Regards croisés sur un cas de reprise collective et le soutien
Dans le contexte de cette étude, un cas de reprise a été sélectionné afin d’être documenté de façon approfondie. Pour ce faire, un repreneur et quatre accompagnateurs ont été rencontrés dans le cadre d’entretiens semi-dirigés portant spécifiquement sur ce cas. L’analyse reprend les divers thèmes utilisés pour analyser la reprise collective d’une entreprise tout au long de cette étude. Un constat important émerge de l’analyse de cette étude de cas, les acteurs de soutien ont une vision relativement uniforme de plusieurs phases du processus de reprise. La phase où d’importantes divergences apparaissent est celle de la négociation et plus particulièrement le défi de la réalisation du montage financier nécessaire pour mener à bien la reprise.

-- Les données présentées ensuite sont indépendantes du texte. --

PR #1600, opened 2022-04-17
fix(lsp): uri to module name fails on Windows

### LINKED ISSUE #1595: LSP: uri to module name fails on Windows

HarryET:
Fixes #1595 by using a built in method on `Uri` to convert it to a `PathBuf`

### DIFF
--- a/compiler-cli/src/lsp.rs
+++ b/compiler-cli/src/lsp.rs
@@ -716,7 +716,7 @@ impl LanguageServer {
 }
 
 fn uri_to_module_name(uri: &Url, root: &Path) -> Option<String> {
-    let path = uri.to_file_path().expect("uri to pathbuf");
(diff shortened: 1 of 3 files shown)


compiler-cli/src/lsp.rs
```diff
@@ -715,6 +717,45 @@ impl LanguageServer {
     }
 }
 
+#[cfg(target_os = "windows")]
+fn uri_to_module_name(uri: &Url, root: &Path) -> Option<String> {
+    let mut uri_path = decode(&*uri.path().replace('/', "\\"))
```
lpil, line 722: What does the decode bit do here?

HarryET: For some reason parts of the path are URL encoded, for example the colon is shown as %3A which causes issues.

C’est donc cette phase qui fait l’objet d’une analyse plus approfondie dans la présente étude de cas.
3.1 Conclusion – étude de cas
L’élément principal qui émerge de cette étude de cas et des analyses effectuées par le biais des regards croisés de cinq acteurs impliqués est que la phase de la négociation, et plus spécifiquement la mise sur pied d’un montage financier complexe est l’étape la plus délicate du processus de reprise. L’arrimage entre divers types de fonds et acteurs financiers, les allers-retours incessants entre le cédant et les comités chargés d’évaluer le dossier et de proposer des solutions de financement, les accords et désaccords entre ces différents bailleurs de fonds ainsi que les importants efforts consentis par certains acteurs (principalement, le repreneur et l’acteur financier en économie sociale) marquent ce cas. En reprenant l’ensemble de ces éléments, on voit émerger une représentation relativement similaire de l’entreprise à céder (une entreprise importante pour la région, mais qui connait des difficultés financières), des repreneurs (promoteur motivé et compétent) et de l’entreprise après la reprise.

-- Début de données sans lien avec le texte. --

PR #1601, opened 2022-04-17
fix(ci): Nightly builds broken

HarryET:
Nightly builds were broken as the delete assets action couldn't find any assets due to first run, this PR also adds a check to make sure it only runs when there have been changes within the past 24hrs


lpil (approved):
Very nice!!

C’est donc lorsqu’il est question de la phase de négociations et plus particulièrement du montage financier qu’émergent des lectures différentes de la reprise. Ce cas et l’analyse réalisée permettent de mieux saisir cette phase délicate, comme en témoignent les représentations variées des enjeux identifiés par les participants. Ceci étant dit, deux consensus peuvent être identifiés, soit la complexité du montage financier lorsqu’il implique de nombreux acteurs subventionnaires et prêteurs ainsi que la difficulté à trouver les fonds appropriés pour boucler le montage financier de cette reprise collective.
Du côté des désaccords et dissensions, on voit surtout émerger deux tensions, une reliée au rôle des acteurs dans le processus de reprise et l’autre à la mécompréhension du financement d’un projet de reprise en économie sociale. Si le premier point est en partie dû à la posture subjective des acteurs interviewés, il permet quand même de comprendre que les perceptions des acteurs sont différentes et vont varier en fonction de leurs positions. Pour le repreneur et un des acteurs de soutien, il aurait été préférable que la MRC soit partie prenante du projet plus tôt dans le processus, alors que pour le représentant de la MRC, cette dernière s’est impliquée au moment opportun.
La seconde tension est plutôt liée aux modes possibles de reprise, d’un côté la reprise classique et de l’autre, la reprise en économie sociale. Alors que le représentant de la MRC et l’acteur financier classique affirment ne pas avoir de préférence particulière pour l’un ou l’autre des types de reprise, les acteurs en économie sociale soulignent les avantages de la reprise collective par rapport à la reprise classique. L’enjeu majeur lié à cette tension est la potentielle inadéquation des produits financiers des critères de financement des acteurs financiers classiques, leur mécompréhension des enjeux spécifiques aux entreprises d’économie sociale et surtout, les efforts importants que doivent déployer les acteurs de l’économie sociale (repreneurs, accompagnateurs et financiers) pour convaincre ou adapter les propositions faites par les acteurs financiers classiques. Considérant, de plus, l’inégalité des ressources entre les différentes régions du Québec, on perçoit, dans cet enjeu, un rôle important pour les acteurs de l’économie sociale, soit celui de ressource pivot pouvant mieux orienter les repreneurs tout en les soutenant dans les relations et négociations entre les divers acteurs financiers mobilisables dans un projet de reprise.